FONTE PETRONOTÍCIAS – Matéria publicada em 08 de dezembro de 2017

O Juiz da Operação Lava Jato, Sérgio Moro, quer  Macartismo de volta e que ele seja instaurado na Petrobrás. Na palestra que fez hoje  na Petrobrás, no Dia Internacional de Combate a Corrupção, ele defendeu que a empresa ofereça dinheiro aos funcionários em troca de denúncia de corrupção.  

Outra ideia do magistrado é que uma equipe de sindicância interna acompanhe o modo de vida e patrimônio dos diretores e conselheiros e que tenha uma espécie de investigação e não só um controle de papéis: “Talvez fosse o caso de pensar em incentivos à atuação dos denunciantes, inclusive compensação financeira, desde que apresentada informação verdadeira, relevante, que através dela seja desbaratado esquema de corrupção.” Moro ainda criticou o loteamento político da diretoria da empresa.  Ele acredita que o atual presidente da companhia, Pedro Parente,  possui um currículo reconhecido, mas nada garante que o loteamento político da empresa não voltará a ocorrer.

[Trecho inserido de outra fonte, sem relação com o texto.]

PR #17338, opened 2023-12-15
Robot parts now have a material (so you can reclaim them)

Valtsu0:
[Materials][Feature]
## About the PR 
robot parts will now set the material to the one used in fabricating it (default being steel). This means that the robot parts can be reclaimed to get the materials back.

Since the material used doesn't matter, and the sprite of a borg isn't changed, changing appearance for different materials is disabled for robot parts. (Radioactive parts will still glow, and erebite has the orange pulsing effect)

Due to a limitation in material code allowing only one material being set (wires have an hard-coded exception), threads and screen heads will only give the sturdy metal back. Conveniently, these are the parts that basically every borg wants so there isn't much of a reason to reclaim them.

## Why's this needed?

Já  o Pedro Parente disse que estudará uma forma de tirar os denunciantes da zona de conforto e que buscará fazer um trabalho de inteligência para buscar possíveis enriquecimentos ilícitos de executivos: ” Vamos fazer um acompanhamento em tempo real dos emails dos empregados. Isso pode dar uma ideia que ainda há um problema grande na empresa. É preventivo”.

Sergio Moro disse também que  a Lei das Estatais contribui para coibir a corrupção nas empresas públicas, mas, em sua opinião, as mesmas exigências impostas às empresas devem ser estendidas à administração pública direta, ou seja, ao Executivo e ao Legislativo.”O peixe começa a apodrecer pela cabeça. Não sou especialista em compliance. Um juiz criminal cuida do aspecto patológico da corrupção. Mas é difícil para o sistema de compliance, muitas vezes, identificar os crimes”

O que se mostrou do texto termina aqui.